# 2004 Ohio CAG September Carp Challenge Tournament



## tpet96 (Apr 6, 2004)

_****NOTE: Folks, since the latest NACA came out, we had to change the format of the challenge. It was originally going to be for 3 days. After confering with the ODNR, we were advised to have our challenge during daylight hours for safety of the anglers in this area. Not saying anyone is in danger with the new setup, because they are not, but just advised not to be there after dark. Anyways......below is the updated format. I will be contacting registered individuals thus far to inform of changes.*** 
*_
What?: 2004 Carp Anglers Group Ohio Carp Challenge
When?:
Friday, September 17. 7:30PM: Social Event at Location to Be Announced
Saturday, September 18, 2004 8:00AM-5:00PM Challenge. Awards Presented Afterwards
Sunday, September 19, 2004 Sunrise-?????. Fun Fish at Location to be announced shortly.
Where?: Edgewater Park, Cleveland Ohio (Lake Erie Waters) (West 58th Street, Cleveland off Memorial Shoreway)
Who?: Fishing Open To Anyone. Competition And Prizes Open To Carp Anglers Group Members Only!
Why?: A Chance To Show Off Your Carpin' Skills Against Other Carpers, And Proclaim The 2004 Ohio Carp Challenge Champion Honors
Cost?: Current CAG Members- $10 Registration Fee; Non CAG Members- Membership Fee ($20, $35, or $50) Plus $10 Registration Fee.
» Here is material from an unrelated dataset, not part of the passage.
PR #5732, opened 2024-01-19
cost-model-bench: Allow passing extra arguments

shlevy:


kwxm (approved):
This looks as if it should do what's required.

Registrations must be made in advance, and postmarked no later than August 21, 2004. Payment MAY NOT BE MADE at the challenge site. All Pre-Registration.

*Prizes ONLY No Cash Payout!*
1st Place: 2004 Ohio Carp Challenge Champion Trophy + Sponsor Prizes
2nd Place: 2004 Ohio Carp Challenge 2nd Place Trophy + Sponsor Prizes
3rd Place: 2004 Ohio Carp Challenge 3rd Place Trophy + Sponsor Prizes
Big Fish: 2004 Ohio Carp Challenge Big Fish Trophy
Places 4-10: Prizes as Distributed by Sponsors (as available)

For COMPLETE details, regulations, entry forms, etc. visit . Registry Deadline is August 21, 2004. Event limited to 50 entries. Register Early and Be Sure To get a spot!


Proudly Sponsored and Supported By:

Carp Anglers Group
The Boilie Shop
Royal Carp Online Carp Bait and Tackle
OhioGameFishing.Com: Ohio's Complete Anglers Resource


----------



## PAYARA (Apr 7, 2004)

i wouldn't fish there in the day  alone at least.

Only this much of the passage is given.